Hitherto, the steel making furnace such as a converter, an open-hearth furnace, an electric furnace or the like has been operated in a batch-wise manner, so that different sorts of steel pieces have been discontinuously produced in the cogging factory. On the contrary, since the rolling mill is operated continuously, the soaked steel pieces must be always supplied continuously to the rolling mill. Thus, some of the excess steel pieces must be temporarily stored outside the arrangement, and an appropriate control of cooling and reheating of such the excess steel pieces is rather difficult, which considerably affects to quality and yield of the products in the subsequent rolling mill as well as the manufacturing capacity in the continuous operation. Furthermore, the so-called walking-beam furnace is known as a furnace useful for soaking treatment, which is designed to reheat the cold steel pieces passed through the cooling treatment. The furnace of this type has the disadvantages in that it heating capacity must be large, and in that the furnace inevitably includes movable components at high operational costs and thus is not tolerable with a labor-saving purpose.

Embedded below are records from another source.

PR #1499, opened 2021-07-29
TokenNetwork error messages

palango:
Fixes https://github.com/raiden-network/raiden-contracts/issues/81

### What this PR does

Add error messages to whole `TokenNetwork` contract and check them in the tests.

### Why I'm making this PR

This makes it easier to develop against the contracts, see #81.

Some failures do not throw an error yet. But I think this is strictly better than before, so I'd go ahead and merge this and fix those subsequently.

----

Any reviewer can check these:

* [ ] Comment commits
    * `solidityFunction`
    * `_solidity_argument`
    * `solidity_variable`
    * `python_variable`
    * `PYTHON_CONSTANT`
* For each new contract
* Bookkeep


raiden_contracts/data/source/raiden/TokenNetwork.sol
```diff
@@ -586,7 +606,10 @@ contract TokenNetwork is Utils, Controllable {
         public
         isOpen(channel_identifier)
     {
-        require(channel_identifier == getChannelIdentifier(closing_participant, non_closing_participant));
+        require(
+            channel_identifier == getChannelIdentifier(closing_participant, non_closing_participant),
+            "TN/close: channel id not matching"
```
istankovic, line 611: Similarly here.

raiden_contracts/data/source/raiden/TokenNetwork.sol
```diff
@@ -668,19 +694,19 @@ contract TokenNetwork is Utils, Controllable {
...
     {
-        require(channel_identifier == getChannelIdentifier(
-            closing_participant,
-            non_closing_participant
-        ));
-        require(balance_hash != bytes32(0x0));
-        require(nonce > 0);
+        require(
+            channel_identifier == getChannelIdentifier(closing_participant,non_closing_participant),
+             "TN/update: channel id not matching"
```
istankovic, line 699: Similarly here.

raiden_contracts/data/source/raiden/TokenNetwork.sol
```diff
@@ -799,27 +825,30 @@ contract TokenNetwork is Utils, Controllable {
 
         address participant1 = participant1_settlement.participant;
         address participant2 = participant2_settlement.participant;
-        require(channel_identifier == getChannelIdentifier(participant1, participant2));
+        require(
+            channel_identifier == getChannelIdentifier(participant1, participant2),
+            "TN/settle: channel id not matching"
```
istankovic, line 830: ... and here.

raiden_contracts/data/source/raiden/TokenNetwork.sol
```diff
@@ -799,27 +825,30 @@ contract TokenNetwork is Utils, Controllable {
...
+        );
 
         Channel storage channel = channels[channel_identifier];
 
-        require(channel.state == ChannelState.Closed);
+        require(channel.state == ChannelState.Closed, "TN/settle: channel not closed");
 
         // Settlement window must be over
-        require(channel.settle_block_number < block.number);
+        require(channel.settle_block_number < block.number, "TN/settle: in settlement timeout");
```
istankovic, line 838: Maybe just drop the "in"?

raiden_contracts/data/source/raiden/TokenNetwork.sol
```diff
@@ -1095,9 +1136,9 @@ contract TokenNetwork is Utils, Controllable {
         pure
         returns (bytes32)
     {
-        require(participant != address(0x0));
-        require(partner != address(0x0));
-        require(participant != partner);
+        require(participant != address(0x0), "TN: participant address zero");
+        require(partner != address(0x0), "TN: partner address zero");
+        require(participant != partner, "TN: identical addresses");
```
istankovic, line 1141: I note that these are identical to the ones in `getChannelIdentifier`, but I guess that should be fine?
Assuming one could determine where it went wrong from the context...

raiden_contracts/data/source/raiden/TokenNetwork.sol
```diff
@@ -1137,9 +1178,9 @@ contract TokenNetwork is Utils, Controllable {
     )
         internal
     {
-        require(channel_identifier == getChannelIdentifier(participant, partner));
-        require(total_deposit > 0);
-        require(total_deposit <= channel_participant_deposit_limit);
+        require(channel_identifier == getChannelIdentifier(participant, partner), "TN/deposit: wrong channel id");
+        require(total_deposit > 0, "TN/deposit: total_deposit is zero");
+        require(total_deposit <= channel_participant_deposit_limit, "TN/deposit: participant deposit limit reached");
```
istankovic, line 1183: Maybe just "deposit limit reached"? Participant is a long word, and it's anyway clear what we're talking about here since we know we are in `deposit`.

raiden_contracts/tests/test_channel_deposit.py
```diff
@@ -198,7 +198,7 @@ def test_channel_deposit_overflow(
     channel_identifier = create_channel(A, B)[0]
     channel_deposit(channel_identifier, A, deposit_A, B)
 
-    with pytest.raises(TransactionFailed):
+    with pytest.raises(TransactionFailed, match="abc"):
```
istankovic, line 201: What does "abc" refer to?

istankovic (approved):
Looks great, also nice to see testing. Looking forward to this landing!

raiden_contracts/data/source/raiden/TokenNetwork.sol
```diff
@@ -447,7 +447,10 @@ contract TokenNetwork is Utils, Controllable {
         );
 
         // Validate that authenticated partners and the channel identifier match
-        require(channel_identifier == getChannelIdentifier(withdraw_data.participant, partner), "WD: channel id not matching");
+        require(
+            channel_identifier == getChannelIdentifier(withdraw_data.participant, partner),
+            "TN/withdraw: channel id not matching"
```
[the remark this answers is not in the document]
palango: Good idea! Will fix this!

raiden_contracts/tests/test_channel_deposit.py
palango: Nice catch 👀 
I just used this as a message when replacing all contract invocations. As this test is ignored I've missed that.

raiden_contracts/data/source/raiden/TokenNetwork.sol
palango: 👍

raiden_contracts/data/source/raiden/TokenNetwork.sol
palango: Mh, good point. I guess it would be ok to leave it as is, but an unambiguous message would be nicer! WHat do you think about preficing these here with `TN/hash:`?

istankovic: I'm fine with either way, as I don't think it would matter as the rest of the messages, I just wanted to point it out in case you were not already aware.

palango: OK, then let's leave it like it is for now and if we run into problems it's easy to change.

palango:
When I remove the `TN` prefix everywhere it greatly reduces the contract size. I see no strong argument for it, do you @istankovic ?

istankovic:
> When I remove the `TN` prefix everywhere it greatly reduces the contract size. I see no strong argument for it, do you @istankovic ?

Hm, good question. I guess if we're always in the position that we know which contract we're interacting with, then I'd say we can definitely omit the prefix.

palango:
> Hm, good question. I guess if we're always in the position that we know which contract we're interacting with, then I'd say we can definitely omit the prefix. Thinking further, the function prefixes alone may be a good indicator where the error occurs, although probably not in all cases. So I'd say, let's omit the contract prefix.

I'll do this in a follow-up, then the discussion is clearly separated.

In order to overcome these drawbacks the inventor proposed a method for soaking cold and hot steel pieces in U.S. Pat. No. 4,311,454 issued on Jan. 19, 1982. The soaking furnace and the heating furnace of these apparatus are designed to be high in their inner height so as to enhance an effect in radiative transfer to the steel pieces. Since the steel pieces are subjected to soaking treatment at a high temperature due to the radiative transfer in the soaking furnace, the temperature of waste heat exhausted from the soaking or heating furnace is rather high and heat of the waste gas cannot be sufficiently recovered in the preheating furnace, thus leading to a considerable loss of expensive thermal energy.